### INFORMATION SUPPLIED
PR #516, opened 2023-07-05
feat: update select dropdown to match multiselect one

f-necas:
An overlay has been set to be as closed as the multiselect dropdown. 

Sometimes the selected value is a string or an object. I made the majority of the changes in the dropdown component in order to keep the original behavior of each parent component.

### DIFF
--- a/libs/feature/dataviz/src/lib/chart-view/chart-view.component.html
+++ b/libs/feature/dataviz/src/lib/chart-view/chart-view.component.html
@@ -5,6 +5,7 @@
     <gn-ui-dropdown-selector
       class="basis-1/4"
       [choices]="typeChoices"
+      [extraBtnClass]="'secondary min-w-full'"
       (selectValue)="chartType$.next($event)"
       [selected]="chartType$.value"
       [title]="'chart.dropdown.type' | translate"
@@ -12,6 +13,7 @@
     <gn-ui-dropdown-selector
       class="basis-1/4"
       [choices]="xChoices$ | async"
+      [extraBtnClass]="'secondary min-w-full'"
       (selectValue)="xProperty$.next($event)"
       [selected]="xProperty$.value"
       [title]="'chart.dropdown.xProperty' | translate"
--- a/libs/feature/dataviz/src/lib/chart-view/chart-view.component.stories.ts
+++ b/libs/feature/dataviz/src/lib/chart-view/chart-view.component.stories.ts
@@ -13,22 +13,23 @@ import { ChartViewComponent } from './chart-view.component'
 import { ChartComponent, UiDatavizModule } from '@geonetwork-ui/ui/dataviz'
 import { LoadingMaskComponent } from '@geonetwork-ui/ui/widgets'
 import { importProvidersFrom } from '@angular/core'
-import { DropdownSelectorComponent } from '@geonetwork-ui/ui/inputs'
+import {
+  DropdownSelectorComponent,
+  UiInputsModule,
+} from '@geonetwork-ui/ui/inputs'
 import { MatProgressSpinner } from '@angular/material/progress-spinner'
+import { OverlayModule } from '@angular/cdk/overlay'
 
 export default {
   title: 'Smart/Dataviz/ChartView',
   component: ChartViewComponent,
   decorators: [
     moduleMetadata({
-      declarations: [
-        DropdownSelectorComponent,
-        LoadingMaskComponent,
-        MatProgressSpinner,
-      ],
       imports: [
         ChartComponent,
+        OverlayModule,
         TranslateModule.forRoot(TRANSLATE_DEFAULT_CONFIG),
+        UiInputsModule,
       ],
     }),
     applicationConfig({
--- a/libs/ui/inputs/src/lib/dropdown-selector/dropdown-selector.component.html
+++ b/libs/ui/inputs/src/lib/dropdown-selector/dropdown-selector.component.html
@@ -1,27 +1,71 @@
-<div class="flex flex-col items-start sm:flex-row sm:items-center relative">
-  <label
+<div
+  class="flex items-start flex-col sm:flex-row sm:items-center relative w-full"
+>
+  <span
     *ngIf="showTitle"
     class="tracking-wide text-sm mb-2 sm:mb-0 sm:mr-2 whitespace-nowrap"
     [attr.for]="id"
   >
     {{ title }}
-  </label>
-  <select
-    [id]="id"
-    (change)="this.selectValue.emit($event.target.value)"
-    class="w-full min-w-[66px] truncate text-main bg-white border border-gray-300 py-[10px] px-2 rounded-[0.25em] cursor-pointer leading-tight focus:outline-none hover:text-primary-darker hover:border-primary-lighter focus:ring-primary-lightest focus:ring-4"
-    [ngClass]="extraClass"
-    [class.w-full]="!showTitle"
+  </span>
+  <gn-ui-button
+    type="outline"
+    class="grow min-w-0"
+    style="min-width: {{ minWidth }}"
+    extraClass="w-full !p-[8px] !pl-[16px] {{ extraBtnClass }}"
+    [title]="title"
+    [attr.aria-owns]="id"
+    (buttonClick)="openOverlay()"
+    cdkOverlayOrigin
+    #overlayOrigin="cdkOverlayOrigin"
   >
-    <option
-      *ngFor="let choice of choices"
-      [value]="choice.value"
-      [selected]="isSelected(choice)"
-    >
-      {{ choice.label | translate }}
-    </option>
-  </select>
-  <div
-    class="pointer-events-none absolute inset-y-0 right-0 flex items-center px-2 text-gray-800"
-  ></div>
+    <div class="grow flex items-center mr-2 gap-2 overflow-hidden">
+      <div class="text-left font-medium truncate py-1">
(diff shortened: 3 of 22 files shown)


libs/ui/inputs/src/lib/dropdown-selector/dropdown-selector.component.ts
```diff
@@ -18,20 +25,76 @@ export type DDChoices<T> = Array<{
...
+      overlayY: 'bottom',
+      offsetY: -8,
+    },
+  ]
+  get selectedChoice(): Choice {
+    return (
+      this.choices.find((choice) => choice.value === this.selected) ??
+      this.choices[0]
+    )
+  }
```
tkohr, line 63: I think we need a fallback here if `choices` are undefined.

libs/ui/inputs/src/lib/dropdown-selector/dropdown-selector.component.ts
```diff
@@ -18,20 +25,76 @@ export type DDChoices<T> = Array<{
...
   get id() {
     return this.title.toLowerCase().replace(/[^a-z]+/g, '-')
   }
 
+  getChoiceLabel(): string {
+    return this.selectedChoice.label
+  }
+
+  ngOnInit(): void {
+    if (!this.maxRows) this.maxRows = 6
```
tkohr, line 74: Maybe set a const with value 6 at top of component, to get the hardcoded value outside the code.

libs/ui/inputs/src/lib/dropdown-selector/dropdown-selector.component.html
```diff
@@ -1,27 +1,68 @@
-<div class="flex flex-col items-start sm:flex-row sm:items-center relative">
-  <label
+<div class="flex items-start sm:flex-row sm:items-center relative w-full">
+  <span
     *ngIf="showTitle"
     class="tracking-wide text-sm mb-2 sm:mb-0 sm:mr-2 whitespace-nowrap"
     [attr.for]="id"
   >
```
tkohr, line 6: I think mobile needs some adaptions on `items-*` and `mr` classes here.

tkohr (commented):
Thanks @f-necas   for the big work! The visual result is really nice and identical to the multi-dropdown.

However, the app currently breaks if `choice` is undefined in the `dropdown-selector`. Can easily be tested with records without data for the previews. Also noticed two minor issues in the UI:
- The values in the orgs sort now wrap. Do you think this could be prevented?
- The sort label is not properly aligned on mobile.

I've left corresponding comments inline.

libs/feature/dataviz/src/lib/feature-dataviz.module.ts
```diff
@@ -25,6 +26,7 @@ import { UiInputsModule } from '@geonetwork-ui/ui/inputs'
     UiWidgetsModule,
     TranslateModule,
     ChartComponent,
+    OverlayModule,
```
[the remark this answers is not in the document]
f-necas: Because they are used in the chart view (like for selecting bar/horizontal bar etc...)

libs/ui/inputs/src/lib/dropdown-selector/dropdown-selector.component.html
```diff
@@ -1,27 +1,68 @@
...
     {{ title }}
-  </label>
-  <select
```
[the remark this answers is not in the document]
f-necas: I've tried but we couldn't put custom mat-icon arrows, neither edit the visual content of the dropdown. The result was always different from the multiselect-dropdown..

f-necas:
Thanks for your review @tkohr. I've updated the code in order to :

1. Display only a part of choice label if it's too long (I've seen in my dataset a long text which overflow the entire page) 
2. Set a min-width in order to have a correct display for sort by. (I could take the longest label but it may be related to  the first point (very long select) and setting a whitespace-nowrap in choices labels overflows the overlay)
3. Set the number of max rows as constant
4. Put a conditional display if choices isn't set.  ( I think we won't need the select if there's no value ?)

libs/feature/dataviz/src/lib/feature-dataviz.module.ts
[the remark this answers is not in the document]
tkohr: Ok, so we need to import the `OverlayModule` everywhere, where we use the `dropdown-selector`?

libs/ui/inputs/src/lib/dropdown-selector/dropdown-selector.component.html
```diff
@@ -8,7 +11,7 @@
   </span>
   <gn-ui-button
     type="outline"
-    class="grow"
+    class="grow min-w-[165px]"
```
tkohr, line 14: Just wondering if a `whitespace-nowrap` somewhere could also do the job to prevent setting a hard value that depends on the content to look good.

libs/ui/inputs/src/lib/dropdown-selector/dropdown-selector.component.ts
```diff
@@ -67,11 +69,14 @@ export class DropdownSelectorComponent implements OnInit {
   }
 
   getChoiceLabel(): string {
-    return this.selectedChoice.label
+    return (
+      this.selectedChoice.label.substring(0, 50) +
+      (this.selectedChoice.label.length > 50 ? '...' : '')
+    )
```
tkohr, line 75: Can't we achieve this with a `truncate` via CSS?

libs/ui/inputs/src/lib/dropdown-selector/dropdown-selector.component.html
```diff
@@ -1,4 +1,7 @@
-<div class="flex items-start sm:flex-row sm:items-center relative w-full">
+<div
+  class="flex items-start flex-col sm:flex-row sm:items-center relative w-full"
```
tkohr, line 2: Thanks looks nice on mobile now :-)

libs/ui/inputs/src/lib/dropdown-selector/dropdown-selector.component.ts
fgravin: I haven't followed the discussion but TW provide a `truncate` class for ellipsis. It's not about flex.
https://tailwindcss.com/docs/text-overflow#truncate

f-necas: > I haven't followed the discussion but TW provide a `truncate` class for ellipsis. It's not about flex. https://tailwindcss.com/docs/text-overflow#truncate

Yeah I know and use it already, but the flex class on a parent breaks his behaviour.

tkohr: Hum, indeed it doesn't seem simple to make the cascaded `truncate` work within the `flex` here. A `<div class="truncate">` wrapper directly under the flex helps to apply the `truncate` further down, but also cuts borders etc. because of the `overflow-hidden`. 
We really need to keep the `flex justify-end` layout in the `map-view.component`, though, to keep a fitting design for short/normal dropdown entries.

f-necas: @jahow @fgravin What do you think of it ?

libs/feature/dataviz/src/lib/chart-view/chart-view.component.stories.ts
```diff
@@ -21,6 +22,7 @@ export default {
       imports: [
         ChartComponent,
         HttpClientModule,
+        OverlayModule,
```
jahow, line 25: I think we should import the UiInputs module here instead, as OverlayModule is an underlying dependency

libs/ui/inputs/src/lib/dropdown-selector/dropdown-selector.component.html
```diff
@@ -1,27 +1,71 @@
...
-  <div
-    class="pointer-events-none absolute inset-y-0 right-0 flex items-center px-2 text-gray-800"
-  ></div>
-</div>
+      <input
+        class="w-[0px] h-[18px] align-text-top shrink-0"
+        type="text"
+        [checked]="isSelected(choice)"
+        (click)="onSelectValue(choice)"
+      />
```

### EXERCISE BRIEF
Report all lines above with "discussion".

### RESULT FOR THIS EXERCISE
fgravin: I haven't followed the discussion but TW provide a `truncate` class for ellipsis. It's not about flex.
f-necas: > I haven't followed the discussion but TW provide a `truncate` class for ellipsis. It's not about flex. https://tailwindcss.com/docs/text-overflow#truncate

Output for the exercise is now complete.